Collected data
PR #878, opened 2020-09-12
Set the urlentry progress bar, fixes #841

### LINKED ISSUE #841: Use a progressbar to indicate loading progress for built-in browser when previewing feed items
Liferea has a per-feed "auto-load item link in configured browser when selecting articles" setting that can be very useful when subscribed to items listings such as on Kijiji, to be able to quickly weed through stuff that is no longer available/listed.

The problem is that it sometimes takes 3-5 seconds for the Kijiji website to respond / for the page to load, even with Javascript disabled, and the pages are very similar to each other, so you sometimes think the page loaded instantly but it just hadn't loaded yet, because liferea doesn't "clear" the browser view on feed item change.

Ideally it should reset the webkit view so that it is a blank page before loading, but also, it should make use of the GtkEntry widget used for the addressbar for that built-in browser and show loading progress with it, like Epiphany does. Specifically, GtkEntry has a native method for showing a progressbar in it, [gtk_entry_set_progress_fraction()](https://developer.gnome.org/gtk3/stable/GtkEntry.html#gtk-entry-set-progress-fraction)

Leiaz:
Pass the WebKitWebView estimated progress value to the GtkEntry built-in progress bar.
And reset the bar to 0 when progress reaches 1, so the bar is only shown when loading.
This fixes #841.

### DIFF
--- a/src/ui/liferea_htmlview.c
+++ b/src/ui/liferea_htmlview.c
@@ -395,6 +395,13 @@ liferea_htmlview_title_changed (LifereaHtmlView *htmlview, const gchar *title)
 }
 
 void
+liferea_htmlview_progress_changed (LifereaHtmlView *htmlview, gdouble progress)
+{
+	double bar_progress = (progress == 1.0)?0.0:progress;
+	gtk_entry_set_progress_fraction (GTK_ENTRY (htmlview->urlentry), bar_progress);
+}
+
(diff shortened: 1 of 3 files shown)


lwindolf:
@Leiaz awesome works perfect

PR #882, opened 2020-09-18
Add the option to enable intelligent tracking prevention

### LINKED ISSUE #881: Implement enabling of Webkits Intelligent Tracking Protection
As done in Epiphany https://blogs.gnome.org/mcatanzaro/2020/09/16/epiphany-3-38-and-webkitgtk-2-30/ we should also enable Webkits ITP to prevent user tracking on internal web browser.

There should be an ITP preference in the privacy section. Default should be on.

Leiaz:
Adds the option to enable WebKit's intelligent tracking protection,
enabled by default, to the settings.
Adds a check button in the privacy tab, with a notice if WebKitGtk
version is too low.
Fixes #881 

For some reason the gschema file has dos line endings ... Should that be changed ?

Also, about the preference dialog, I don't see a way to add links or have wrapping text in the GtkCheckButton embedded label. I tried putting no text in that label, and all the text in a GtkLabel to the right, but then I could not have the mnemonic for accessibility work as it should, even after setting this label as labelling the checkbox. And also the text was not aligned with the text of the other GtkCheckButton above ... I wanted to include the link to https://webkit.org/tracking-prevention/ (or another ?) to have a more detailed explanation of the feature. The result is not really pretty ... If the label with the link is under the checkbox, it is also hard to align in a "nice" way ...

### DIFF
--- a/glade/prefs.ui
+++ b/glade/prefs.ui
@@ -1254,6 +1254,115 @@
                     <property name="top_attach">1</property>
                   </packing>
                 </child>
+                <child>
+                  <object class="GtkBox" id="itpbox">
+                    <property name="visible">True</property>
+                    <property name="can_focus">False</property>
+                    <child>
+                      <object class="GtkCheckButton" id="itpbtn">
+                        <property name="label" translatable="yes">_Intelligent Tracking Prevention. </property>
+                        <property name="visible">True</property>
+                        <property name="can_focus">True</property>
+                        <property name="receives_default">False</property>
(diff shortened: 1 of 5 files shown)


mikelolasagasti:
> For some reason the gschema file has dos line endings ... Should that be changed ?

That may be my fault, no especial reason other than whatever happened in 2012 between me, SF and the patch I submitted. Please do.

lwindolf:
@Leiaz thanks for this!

**What you will do**. Starting at the line that has "(LifereaHtmlView *htmlview, gdouble progress)" in the records above, restate word for word every line until the one that has "Add the option", and include that one as well.

**Result**.
+liferea_htmlview_progress_changed (LifereaHtmlView *htmlview, gdouble progress)
+{
+	double bar_progress = (progress == 1.0)?0.0:progress;
+	gtk_entry_set_progress_fraction (GTK_ENTRY (htmlview->urlentry), bar_progress);
+}
+
(diff shortened: 1 of 3 files shown)


lwindolf:
@Leiaz awesome works perfect

PR #882, opened 2020-09-18
Add the option to enable intelligent tracking prevention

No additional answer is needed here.